画家はなぜ家族をモデルした作品を描くのでしょうか?家族とは画家にとってどんな存在でしょうか?大正から昭和戦前期に至る家族像を見渡すと、子供を中心とした母子像や愛情に満ちあふれた団らんの光景、家族をいとおしむ視線の感じられる作品が多くあります。
また、戦争中に自分も家族も明日の命が保証されない状況の中で、家族像を制作し続けた作者もいました。そうした作品からは制作された当時の世相や風俗のみならず、作者の家族観や人生観など様々な背景をうかがうことができます。

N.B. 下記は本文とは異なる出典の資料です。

PR #1251, opened 2016-09-26
Switch to tar.bz2 packages for linux. Fixes #1248

### LINKED ISSUE #1248: Nightly builds don't work on linux
On linux, zip files don't preserve file permissions and you can't successfully launch tofino. (I imagine that's the same for Mac?)

On windows, tofino is completely black. UI "works" as I'm able to close the browser by clicking blindly on the close button on the upper right, but everything is black.

Mossop:


build/task-package.js
```diff
@@ -29,7 +31,7 @@ const fileChanges = {
     copies: [
       [path.join(Const.PACKAGED_DIST_DIR, `win${archIfNotx64}`,
                  `${EXENAME} Setup ${getAppManifest().version}${archIfNotx64}.exe`),
-       path.join(Const.PACKAGED_DIST_DIR, `tofino-win32-${ARCH}.exe`)],
```
bgrins: Will `tofino-${PLATFORM}-${ARCH}` end up the same as `tofino-win32-${ARCH}`?

Mossop: Yes, PLATFORM is just os.platform() which is `win32` on windows.

build/task-package.js
```diff
@@ -40,24 +42,25 @@ const fileChanges = {
...
+       path.join(Const.PACKAGED_DIST_DIR, `${PACKAGENAME}.dmg`)],
     ],
   },
   linux: {
-    zips: [
-      [path.join(Const.PACKAGED_DIST_DIR, 'linux'),
-       path.join(Const.PACKAGED_DIST_DIR, `tofino-${PLATFORM}-${ARCH}.zip`)],
+    moves: [
+      [path.join(Const.PACKAGED_DIST_DIR,
+                 `${APPNAME}-${getAppManifest().version}.tar.bz2`),
```
bgrins: Nit: we should assign `getAppManifest().version` into a `VERSION` const so this fits onto one line (and replace the 4 other usages of `getAppManifest().version` in this file with the var).

Also, there's one use of `getManifest().version()` in this file.  Is that an intentional difference?

Mossop: Not sure about the difference, the other pull request for auto updates adds a test that makes sure the two stay in sync so after that it doesn't matter much so I'll just make these consistent.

愛情に満ちた家族像は昭和の戦後にも引き続き描かれますが、一方で家族をテーマとしながらも孤独感を表現した家族像が多くみられるようになります。その背景には近代以降の家族の形が家名や財産を受け継ぐ「家」から、単に親と夫婦と子供からなる「家族」、さらに夫婦を子供だけの「核家族」へと変化してきたことが理由としてあげられます。
昭和後期から現在に至る家族像にも、こうした家族観が反映されることとなったのですが、「核家族」よりもさらに単位の小さい「個」という単位まで行きつきながらも、そこには逆に切っても切れない家族との関係を自覚し、新しい共生のかたちを模索する様子をうかがうことができます。
本展では、洋画、日本画、版画、彫刻、写真などの作品約100点により、さまざまな家族像を紹介いたします。時代を追って変わっていく家族像、逆に変わることのない家族の普遍性について思いめぐらせる機会をなれば幸いです。